Música callada
Cuando el bajo asume un misterioso tumbao que se entrelaza con la mano izquierda al piano, o bien cuando una parvada de violines parece jugar tras una red con el conjunto de violas que se dedican a contrapuntear o colaborar en el apuntalamiento de una naturaleza imaginaria, un jardín invisible que se inventan los oídos. También, cuando las seis cuerdas de una guitarra antojan el capricho de un saxofón y al fondo, tres trombones parecen clonarse en llovizna ronca y quizá también cuando todo eso se funde con una voz que merecería tener una estatua en medio de una avenida arbolada; como cuando escuchamos la hipersensible costura de un violín a solas que parece dirigir él mismo a la orquesta entera con la taquigrafía de su arco, mientras se despeinan uno o dos largos cabellos de su crin al riesgo de que una de las cuerdas de tripa pura de gato maúlle fuera de tono.
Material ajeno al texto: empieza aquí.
PR #41216, opened 2025-09-08
[CrowdstrikeFalcon] Fix Detection duplicates

jlevypaloalto:
## Status
- [x] In Progress
- [ ] Ready

## Related Issues
fixes: [link to the issue](https://jira-dc.paloaltonetworks.com/browse/XSUP-55834)

## Description

## Must have
- [ ] Tests
- [ ] Documentation

### DIFF
--- a/Packs/Base/Scripts/CommonServerPython/CommonServerPython.py
+++ b/Packs/Base/Scripts/CommonServerPython/CommonServerPython.py
@@ -11697,6 +11697,10 @@ def remove_old_incidents_ids(found_incidents_ids, current_time, look_back):
     deletion_threshold_in_seconds = look_back_in_seconds * 2
 
     new_found_incidents_ids = {}
+
+    latest_incident = max(found_incidents_ids, key=lambda x: datetime.fromisoformat(found_incidents_ids.get(x)))
+    latest_incident_time = found_incidents_ids[latest_incident]
+
     for inc_id, addition_time in found_incidents_ids.items():
 
         if current_time - addition_time <= deletion_threshold_in_seconds:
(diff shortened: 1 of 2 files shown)


Packs/Base/Scripts/CommonServerPython/CommonServerPython.py
```diff
@@ -11697,9 +11697,12 @@ def remove_old_incidents_ids(found_incidents_ids, current_time, look_back):
     deletion_threshold_in_seconds = look_back_in_seconds * 2
 
     new_found_incidents_ids = {}
+    latest_incident_time = max(found_incidents_ids.values() or [current_time])
+    demisto.debug('lb: latest_incident_time is {}'.format(latest_incident_time))
+
```
JudahSchwartz: explain this change?  current_time wont always be the biggest?

Packs/Base/Scripts/CommonServerPython/CommonServerPython.py
```diff
@@ -11697,9 +11697,12 @@ def remove_old_incidents_ids(found_incidents_ids, current_time, look_back):
     deletion_threshold_in_seconds = look_back_in_seconds * 2
 
     new_found_incidents_ids = {}
+    latest_incident_time = max(found_incidents_ids.values() or [current_time])
+    demisto.debug('lb: latest_incident_time is {}'.format(latest_incident_time))
+    
     for inc_id, addition_time in found_incidents_ids.items():
 
-        if current_time - addition_time <= deletion_threshold_in_seconds:
+        if current_time - addition_time <= deletion_threshold_in_seconds or addition_time == latest_incident_time:
```
JudahSchwartz: explain? add a comment explaining as well

Packs/Base/Scripts/CommonServerPython/CommonServerPython.py
jlevypaloalto: Not if there's an empty run.
That is the case we are fixing; when an empty run causes all the old IDs to be deleted, including the ID of the incident that gave us the "fetch_from" time we are still using. This means that we pull the incident again, but we don't have the ID stored in the LastRun, so we create a duplicate.
With this fix, we will always have that ID in the LastRun.

Packs/Base/Scripts/CommonServerPython/CommonServerPython.py
jlevypaloalto: We need to keep all the latest ID as I explained in the last comment. I'll add a comment to the code as well.

AradCarmi (approved):

PR #41229, opened 2025-09-09
XSUP-55768 Executing the ResolveShortenedURL script results in Server Error (500)

BarGali:
## Status
- [x] In Progress
- [ ] Ready

## Related Issues
fixes: https://jira-dc.paloaltonetworks.com/browse/XSUP-55768

## Description
Deprecate the service argument of ResolveShortenedURL

## Must have
- [ ] Tests
- [ ] Documentation


Packs/CommonScripts/Scripts/ResolveShortenedURL/ResolveShortenedURL.py
```diff
@@ -51,7 +51,6 @@ def to_context_dict(self) -> dict:
         data = {
             "OriginalURL": self.original_url,
             "ResolvedURL": self.resolved_url,
-            "ServiceName": self.service_name,
```
BEAdi: Even though it always has the same value, we will keep it - because removing it is also BC and it is not mandatory to remove it.

Packs/CommonScripts/Scripts/ResolveShortenedURL/ResolveShortenedURL_test.py
BEAdi, line 1: Add a test for the case you added of a link with no https at the beginning.

Packs/CommonScripts/ReleaseNotes/1_20_12.json
```diff
@@ -0,0 +1,4 @@
+{
+    "breakingChanges": true,
+    "breakingChangesNotes": "The service argument of the ResolveShortenedURL script is deprecated. This script no longer uses online services."
```
BEAdi: Add that only the "builtin" option is supported now.
Copy the same notes from here to the RN, and ask for docs-review.

BEAdi (commented):
Looks good! Great work on the research here

Packs/CommonScripts/ReleaseNotes/1_20_13.md
```diff
@@ -0,0 +1,8 @@
+
+#### Scripts
+
+##### ResolveShortenedURL
+- Updated the Docker image to: *demisto/python3:3.12.11.4819260*.
+
+
+- Deprecated the **service** argument. This script no longer uses online services, Only the 'Built-In' option is supported now."
```
BEAdi:
```suggestion

- Deprecated the **service** argument from the ***ResolveShortenedURL*** script. This script no longer uses online services, only the 'Built-In' option is supported."
```

talihaff:
@BarGali Doc review complete

BarGali:
Pre-commit is currently failing due to the deletion of some JSON files. These files were previously used in the services tests, which have now been removed as part of this PR. Since the files are no longer used anywhere in the codebase, their deletion is intentional and should not pose any issues.

PR #529, opened 2024-05-26
[Swap] Do not include affiliate if amount below 100$

flypaper0:


VultisigApp/VultisigApp/Services/1inch/OneInchService.swift
```diff
@@ -33,7 +33,8 @@ struct OneInchService {
             from: from,
             slippage: "0.5",
             referrer: referrerAddress,
-            fee: 0.7
+            fee: 0.7,
```
johnnyluo, line 36: Can you please change the fee to `0.5`

johnnyluo (changes requested):
You will also need to make a change in `THORChainSwaps.swift`  https://github.com/vultisig/vultisig-ios/blob/main/VultisigApp/VultisigApp/Chains/THORChainSwaps.swift#L45

johnnyluo (approved):
LGTM

PR #539, opened 2024-05-27
Case added for Mac devices using the iPad app

Rockindash:
"Mac" added as Prefix added for Macs running iPad/iPhone app


johnnyluo (approved):
LGTM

Nos hemos especializado en confirmarnos como auditorio a distancia. Sea en bocinas de variada veracidad o en audífonos de nítida reproducción directamente a los tímpanos, el confinamiento ha prolongado las horas que le debemos a la música y parece justo agradecer, tanto como a cada uno de los libros con sus letras, a cada uno de los instrumentos con sus matices el salvoconducto para la liberación de los tedios, la prolongación de silencios, el dolor que llega como noticia o los miedos que se filtran entre sombras. Debemos un vale de extraordinaria gratitud a la melodía pegajosa que nos ayudó a lavar la ropa o secar la vajilla, tanto como a la sinfonía con la que empezó un día cualquiera oliendo a domingo siendo jueves.
Hagamos un personal recuento de la música que finalmente pudimos escuchar sin la prisa de movernos y sin salirnos de un ámbito más íntimo, el descubrimiento involuntario de una joya ancestral o de una melodía recién nacida entre los dedos de un genio que parecía estar jugando, sentado aquí al lado, soñando que la vida volverá a cantarle todas las magníficas felicidades que merecen él y su perro.